米国市場では、序盤に発表された米耐久財受注が市場予想を上回ったものの、米地銀ファースト・リパブリック銀行への救済に政府が消極的との報道を受けてドルは主要通貨に対して下落となり、さらに米金利の低下も加わり、ドル/円は一時133.02まで下落した。その後、米金利が持ち直したことからドル/円も値を戻したが、「ファースト・リパブリック銀行のFRB貸出へのアクセス制限も」との関係者の話が報じられたことを受けて、再びドル/円は下落した。
米株式市場では、ハイテク大手のマイクロソフトの四半期決算の内容が好感され、主要株価指数は序盤から堅調な動きとなった。しかし、米地銀のファースト・リパブリック銀行の経営不安を背景に金融株が下落したことが圧迫要因となった。ただ、ハイテク大手の決算を好感してハイテク株全般が買われたことから、ナスダックはプラス圏を維持して終了した。ダウ平均株価は、序盤から堅調な動きとなり、前日比115ドル高まで上昇した。しかし、その後は下落に転じて下げ幅を拡大し、終盤には一時294ドル安まで下落した。引けにかけて下げ幅を縮小し、228.96ドル安(-0.68%)で終了。一方、ハイテク株中心のナスダックは、55.19ポイント高(+0.47%)で終了した。
米ドル/円
※出所:FX総合分析チャート10分足
(1)東京市場では、前日の海外市場で米中堅銀ファースト・リパブリック・バンクの大規模な預金流出を受けて金融システム不安が再燃、リスク回避の動きが強まった流れを引き継ぎ、ドル円・クロス円は序盤から上値の重い動きとなった。さらに、日経平均株価が序盤から下落したことも圧迫要因となったが、仲値公示にかけては実需のドル買いも観測されて値を戻す動きも見られた。一方、オーストラリアの消費者物価指数が予想を下回ったこから追加利上観測が後退し、豪ドルは軟調な動きとなった。
(2)午後に入ると下げが一服し、ドル円・クロス円は値を戻す動きとなった。
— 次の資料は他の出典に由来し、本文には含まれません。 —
PR #3237, opened 2021-01-08
test: fix e2e test for contrib

lionelB:
update contribution reference value since it has chaged


revolunet (approved):

revolunet:
we may have to add some regexp matching...

lionelB:
> we may have to add some regexp matching...

using a dedicated matcher ? 
not sure to know how to do it but it could be useful for simple regexp validation :)

PR #7200, opened 2026-03-27
fix(events): suppression de l'event qui track l'input `agreement search`

### LINKED ISSUE #7196: Supprimer l'event cc_search
Supprimer les events cc_search du site car il envoie trop de données

maxgfr:
fix #7196


m-maillot (approved):
Nickel 👌

Issue #728, opened 2018-06-17
autoLabel isn't useful with grouped components and index.js files


mherodev:
- `emotion` version: ^9.2.3
- `react` version: ^16.4.0

Relevant code.

```javascript
["emotion", { "sourceMap": true, "autoLabel": true, "labelFormat": "[filename]-[local]" }]
```

What you did:

Our pattern for handling styled components is to group them inside an `Elements` variable. In addition, our project structure is largely made up of folders and `index.js` files.

e.g.

Inside `components/Header/index.js` we might have the following styled components:

```js
const Elements = {
  LiHeaderMenuItem: styled.li(props => ({
    display: 'inline-block',
    margin: '0 10px',
    opacity: props.isActive ? '1' : '.5',
  })),
  DivDesktopHeader: styled.div(({ theme }) => ({
    display: 'none',
    [theme.breakpoints.m]: {
      display: 'block',
      background: 'url(/dist/images/logo.png)',
    },
  })),
};
```

What happened:

The result is that `autoLabel` names every single class in the following format:

```html
class="css-1108j53-index-Elements"
```

Instead of naming them uniquely, e.g.

```html
class="css-1108j53-Header-LiHeaderMenuItem"
```

Suggested solution:

It seems clear the `autoLabel` feature needs to be expanded to handle these two cases:

1. In the case of an `index.js` filename, it should use the parent folder name (possibly as an option).
2. It should detect when the local variable is not equal to the component itself, and then instead report the property name the object lives on inside that object.

Thanks!

PR #741, opened 2018-06-21
Improve labels and upgrade @emotion/stylis

### LINKED ISSUE #727: autoLabel doesn't work for styles assigned to component's static properties
- `emotion` version: 9.2.3
- `react` version: 16.4.0
- `TypeScript`, `babel-plugin-emotion`

If I assign class name created by css() function or component created by styled() function to React component's static properties, the auto labels are not generated for them. For example for this MyEditor component:
```
class MyEditor extends React.Component {
render() {
  const E = MyEditor;
  return (
    <E.Container>
     <div className={E.itemCss} />
    </E.Container>)
}

static Container = styled.div({
    display: "flex",
    flexDirection: "column"
    justifyContent: "center",
})

static itemCss = css({
    flex: "1 1 auto",
})
}
```
no label is appended to the itemCss class name and some internal name is appended to the Container component's class name (eg `<div class="css-h5haei ebf56m67"></div>`). It would be great if the labels were set to the respective static properties names.

The autoLabel option is set to true in my .babelrc config and the auto labeling works well in other cases.

mitchellhamilton:
**What**:

**Why**:

Closes #727 and part of #728

**How**:

**Checklist**:

- [ ] Documentation
- [x] Tests
- [x] Code complete

### DIFF
--- a/packages/babel-plugin-emotion/test/__snapshots__/css-prop.test.js.snap
+++ b/packages/babel-plugin-emotion/test/__snapshots__/css-prop.test.js.snap
@@ -120,7 +120,7 @@ exports[`babel css prop inline babel 6 label in higher order component 1`] = `
 
 const foo = W => class extends Component {
   render() {
-    return <div className={/*#__PURE__*/_css(\\"color:brown;label:foo(Component);\\")}>Hello</div>;
+    return <div className={/*#__PURE__*/_css(\\"color:brown;label:foo;\\")}>Hello</div>;
   }
 };"
 `;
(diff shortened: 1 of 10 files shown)


packages/babel-plugin-emotion/test/__snapshots__/css-prop.test.js.snap
```diff
@@ -288,7 +288,7 @@ const foo = W => class extends Component {
   render() {
     return <div className={
     /*#__PURE__*/
-    _css(\\"color:brown;label:foo(Component);\\")}>Hello</div>;
```
mitchellhamilton: This wouldn't have broken before since class names can't have brackets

しかし、欧州市場では欧州主要株価指数が下落したことから、リスク回避の動きが優勢となり、ドル円・クロス円は軟調な動きとなった。ただ、その後米長期金利が急速に上昇したことを受けて、ドルは主要通貨に対して上昇となり、ドル/円の上昇にクロス円も連れ高となった。
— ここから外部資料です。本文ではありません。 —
PR #747, opened 2018-06-30
Change build system and update Jest

mitchellhamilton:
**What**:
This changes the build system from some npm scripts to some node scripts that run rollup on every package. This is extracted from https://github.com/emotion-js/next

This also moves the site out of the packages folder into the root directory because I wanted to make the packages folder only contain packages that are published to npm. The benchmarks package was also moved to the new scripts folder for the same reason.

**Why**:

- Faster builds since a new process doesn't need to be started for each build
- Everything runs through the same build system

**How**:

**Checklist**:

- [ ] Documentation N/A
- [x] Tests
- [x] Code complete


packages/babel-plugin-emotion/lib/macro-styled.js
```diff
@@ -0,0 +1 @@
+module.exports = require('babel-plugin-emotion').macros.styled
```
Andarist: whats the reason behind those 2 "proxy" files?

packages/create-emotion-styled/package.json
```diff
@@ -26,10 +22,7 @@
   "devDependencies": {
     "@types/react": "16.0.16",
     "dtslint": "^0.3.0",
-    "npm-run-all": "^4.0.2",
-    "prop-types": "^15.6.1",
-    "rimraf": "^2.6.1",
-    "rollup": "^0.60.1"
+    "prop-types": "^15.6.1"
```
Andarist: seems weird to have prop-types in devDeps, are they needed here?

mitchellhamilton: It was already there. It's probably not strictly necessary but it was probably added there because it's a peerDependency and it's needed in dev. If you think it should be removed them I'll remove it but IMO, it doesn't really matter.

(3)米国市場では、序盤に発表された米耐久財受注が市場予想を上回ったものの、設備投資の先行指標であるコア資本財が2ヵ月連続のマイナスとなったことが影響し、ドルの上昇は一時的となった。さらに、米地銀ファースト・リパブリック銀行への救済に政府が消極的との報道を受けてドルは主要通貨に対して下落となり、さらに米長期金利の指標となる米10年債利回りが3.429%から3.375%まで低下するなど金利の低下も加わり、ドル/円は指標発表後に付けた高値133.94から133.02まで下落した。
(4)その後、米10年債利回りが3.452%まで大幅に持ち直したことから、ドル/円も一時133.88まで値を戻したが、「ファースト・リパブリック銀行のFRB貸出へのアクセス制限も」との関係者の話が報じられたことを受けて、ドル/円は再び133.48まで下落した。
本日のトピックス
前日の米国市場では、大手企業の良好な決算発表や予想を上回る米経済指標の発表があったものの、米地銀の経営不安を背景に米金利が低下するなど、好悪材料が交錯して値動きも不安定となった。金融システム不安に加え、冴えない米経済指標結果による景気の先行き不透明感、さらに債務不履行問題などがあり、神経質な展開が続く可能性が考えられる。特に、今週末には日銀の金融政策決定会合の結果発表、植田新総裁の初めての会合後の会見、来週にはFOMC、米雇用統計、日本市場の休場が予定されていることから、神経質な動きは来週末まで続く可能性も考えられる。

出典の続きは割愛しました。